This is a prototype (incomplete) for an object for screen scraping the Curriculum Search page at this link: https://my.sa.ucsb.edu/public/curriculum/coursesearch.aspx
The long term goal is to be add UCSB Courses directly into a Calendar program (e.g. iCal or Google Calendar). The classes in this package are a first step towards that long-term goal.
W14 | jstaahl 4pm | kmai12 | Parser for the UCSB curriculum search
The UCSBCurriculumSearch object is designed to load its data automatically from the web page: http://my.sa.ucsb.edu/public/curriculum/. The current version shows a Java approach to solving the "viewstate" problem that arises when working with ASPX websites, as well as illustrating how to do a POST in Java. It also sketches out the java objects needed, though there is lots of work still left to do---mostly, parsing the HTML.
You can find an example of the HTML that you need to be able to parse in the directory sampleData in the file coursesearch2014.html. This file contains the result of doing a query on CMPSC undergraduate courses for Spring 2014 (retrieved 03/10/2014).
You will see that each lecture or discussion section is represented by a table row that starts with this tag:
<tr class="CourseInfoRow">
You will see that the fields in the UCSBLecture and UCSBSection classes correspond to the fields that can be found in these rows. A few observations may help:
- A lot of redundant information (e.g. long form course description, major restrictions) is included in both the lecture section rows and the discussion section rows. We suggest making the simplifying assumption that all of the sections for a given lecture have the same information for these fields, and so we store that only for the lecture sections.

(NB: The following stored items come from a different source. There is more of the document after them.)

PR #455, opened 2022-11-29
I want AaC to provide persistence for the ActiveContext in the CLI.

cvchaparro:
As an AaC user, I want AaC to provide persistence for the ActiveContext in the CLI, so that I can perform long, complex manipulation of the active context from the CLI.

## References:
The active context currently recreates itself every time the CLI is invoked: https://github.com/jondavid-black/AaC/blob/2a29543e1630edd52f82f63d1f9609f9a5621551/python/src/aac/lang/active_context_lifecycle_manager.py#L10-L26

Basic documentation on reading/writing JSON files:
https://www.geeksforgeeks.org/reading-and-writing-json-to-a-file-in-python/

Filepath sanitizing function when dealing with file paths. https://github.com/jondavid-black/AaC/blob/9df2a2cf490e232753c446ecd596f398d3f6b5ff/python/src/aac/io/paths.py#L9-L34

## AC:
- [x] The Language Context provides support for exporting/importing state to/from data files
- [ ] When the active context is reloaded `get_active_context(reload_context=True)` the local persistence file is deleted
- [x] The active context lifecycle manager maintains its state via a local file
  - [x] Persistence data files are stored as JSON and serialized/deserialized using JSON
  - [x] persistence files are stored next to the AaC main file, like with logs
  - [x] On start-up, it loads the file if it is present
  - [x] On tear-down, it exports the file to the local location
  - [x] The version of the AaC package is recorded
  - [x] AaC files in the context are recorded
  - [x] Definition names in the context are recorded
  - [x] Plugins in the context are recorded
- [ ] When the active context loads in previous state, it uses the recorded AaC file names to reload definitions into the context
  - [x] AaC files in the persistent context are parsed and loaded into the active context
  - [ ] Persistent state must account for changes made to the AaC files between CLI calls


python/src/aac/plugins/plugin_execution.py
```diff
@@ -112,11 +112,6 @@ def plugin_result(name: str, cmd: Callable[..., Any], *args: Tuple[Any], **kwarg
...
-        A(n) {error_trace.name} error occurred
-          in {error_trace.filename}
-          on line {error_trace.lineno}
-        The error was: {error}
-        """
-
-    return [error_message_lines(error_trace) for error_trace in extract_tb(error.__traceback__)]
+        return f"An error occurred in {error_trace.name}\n  in file {error_trace.filename}\n  on line {error_trace.lineno}\n"
+
+    return [error_message_lines(error_trace) for error_trace in extract_tb(error.__traceback__)] + [f"The error was: {error}"]
```
cvchaparro, line 117: I cleaned up error reporting to fix extra indentation, caused by the formatted multiline string. We were also printing the same error after each block which is confusing, so I printed the error at the very end of the trace.

python/src/aac/lang/active_context_lifecycle_manager.py
```diff
@@ -21,11 +30,29 @@ def get_active_context(reload_context: bool = False) -> LanguageContext:
     global ACTIVE_CONTEXT
 
     if not ACTIVE_CONTEXT or reload_context:
-        ACTIVE_CONTEXT = get_initialized_language_context()
+        ACTIVE_CONTEXT = load_language_context(__state_file_name__, reload_context)
 
     return ACTIVE_CONTEXT
 
 
+def load_language_context(file_name: str, reload_context: bool = False) -> LanguageContext:
```
Coffee2Bits, line 38: Since this function is in the active context lifecycle manager, we should be more explicit as to which context is being loaded.
```suggestion
def load_active_context(file_name: str, reload_context: bool = False) -> LanguageContext:
```

That being said, this description implies it's more general, which would suggest it should belong as a method on the language context, which would have the user follow a pattern like:
```python
my_context = LanguageContext()
my_context.load_context_from_file(file_name)
previous_state_definitions = my_context.definitions
```

python/src/aac/lang/language_context.py
```diff
@@ -419,6 +437,17 @@ def add_plugins(self, plugins: list[Plugin]):
...
+        """
+        Add the plugin from the provided file URI.
+
+        Args:
+            names (list[str]): The names of the plugins which should be loaded. If not provided, all
+                plugins will be loaded.
+        """
+        plugins = [plugin for plugin in plugin_manager.get_plugins() if plugin.name in names]
+        self.add_plugins(plugins)
+
```
Coffee2Bits, line 450: This will need to be de-conflicted with https://github.com/jondavid-black/AaC/pull/499/files#diff-d52e144e2a86781dcfbc2e77b4ee4f8da334d641b1f37713014eec5c9a729f67R427-R430

python/src/aac/persistence/__init__.py
```diff
@@ -0,0 +1,13 @@
+"""A package dealing with AaC persistence."""
+
+import os
+
+from aac.persistence.load import get_language_context_from_state_file
+
+
+__state_file_name__ = os.path.join(os.path.dirname(__file__), "..", "state.json")
```
Coffee2Bits, line 8: Let's make this a standard python constant name. Something like:
```suggestion
ACTIVE_CONTEXT_STATE_FILE_NAME = os.path.join(os.path.dirname(__file__), "..", "state.json")
```

python/src/aac/persistence/load.py
```diff
@@ -0,0 +1,57 @@
+"""Module for loading data from the state file and making it available to the rest of the AaC package."""
```
Coffee2Bits, line 1: I like the idea of having a module that's dedicated to persistence for other persistence concerns like user configuration, but these functions seem wholly concerned with the LanguageContext. I've been thinking about giving the LanguageContext a directory module structure into which we could drop these functions into a module like `aac.lang.language_context.persistent_state`.

python/src/aac/persistence/load.py
```diff
@@ -0,0 +1,57 @@
...
+    Returns:
+        The language context after loading definitions from the files stored the state file.
+    """
+    language_context = LanguageContext()
+    version, files, definitions, plugins = decode_state_file(file_name)
+
+    if version != __version__:
+        raise StateFileError(
+            f"Version mismatch: State file written using version {version}; current AaC version {__version__}"
+        )
```
Coffee2Bits, line 27: ❤️ This is a great idea! I wonder if we could expand on this to provide "support" version traversal (e.g. 0.1.4 -> 0.1.5 is allowed, but 0.1.4 -> 0.2.0 isn't.) That seems like a lot of overhead for current user levels; maybe in the future.

Coffee2Bits (changes requested):
Good work! I have some comments for some structural changes. I'm fine with the uncompleted AC -- they're oversights.

python/src/aac/lang/active_context_lifecycle_manager.py
```diff
@@ -21,11 +30,29 @@ def get_active_context(reload_context: bool = False) -> LanguageContext:
...
+        reload_context (bool): If True, a fresh active context will be returned; otherwise, the
+            active context will be loaded from the provided file URI if it exists.
+
+    Returns:
+        A language context object loaded from the file, if it exists; otherwise, None.
+    """
+    if lexists(file_name) and not reload_context:
+        return get_language_context_from_state_file(file_name)
+    else:
+        return get_initialized_language_context()
```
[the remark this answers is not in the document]
cvchaparro: I had this originally but I changed it because we still want to return a valid language context if the state file doesn't exist so either way `load_language_context` would return `get_initialized_language_context()` if the file doesn't exist.

To me, the approach I settled on seemed a bit cleaner to account for both cases.

python/src/aac/lang/active_context_lifecycle_manager.py
cvchaparro: Ah, good point. I'll see about moving it into the `LanguageContext` class.

python/src/aac/lang/language_context.py
cvchaparro: Yeah, I noticed that yesterday.

python/src/aac/lang/active_context_lifecycle_manager.py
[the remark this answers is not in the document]
cvchaparro: After discussing it, I'll work on moving the `import`/`export` functionality to the `LanguageContext` class. Doing it this way, would circumvent the entire issue.

cvchaparro:
I think the only thing that should be left is to ensure third-party plugins are re-registered. Currently, a third-party plugin doesn't appear in the active plugins list even though it's installed so we don't write it to the state file for reloading it on the next start up.

.github/workflows/python-tests.yml
```diff
@@ -57,9 +57,10 @@ jobs:
     - name: Test Gen-Plugin Third-Party Plugin
       run: |
         echo y | aac gen-plugin model/plugin/plugin.yaml
+        rm src/aac/state.json
```
cvchaparro, line 60: The state file left over from the last pipeline stage was causing the test plugin to not be available so removing it here should allow starting fresh to import all definitions and activate all plugins.

Coffee2Bits (approved):
Great job!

- In the HTML for each CourseInfoRow there is a field called "section" that has a boolean value of "true" or "false" (spelled out in text). Confusingly, it appears to be "true" for the Lectures, and "false" for the Discussion Sections (which is the opposite of what you might expect.)
- Note the spacing of course numbers—there is more information about this in the Javadoc
- The UCSBCurriculumSearch constructor does an initial read of the URL to initialize two instance variables: viewStateString and eventValString. This is because those fields have to be "echoed back" to the server on every subsequent query, or the server will return a bad status code (HTTP status code 500). You shouldn't have to worry too much about that, though. Your main job is to flesh out the UCSBLecture and UCSBSection classes, and add methods to parse the HTML and initialize the fields in those classes.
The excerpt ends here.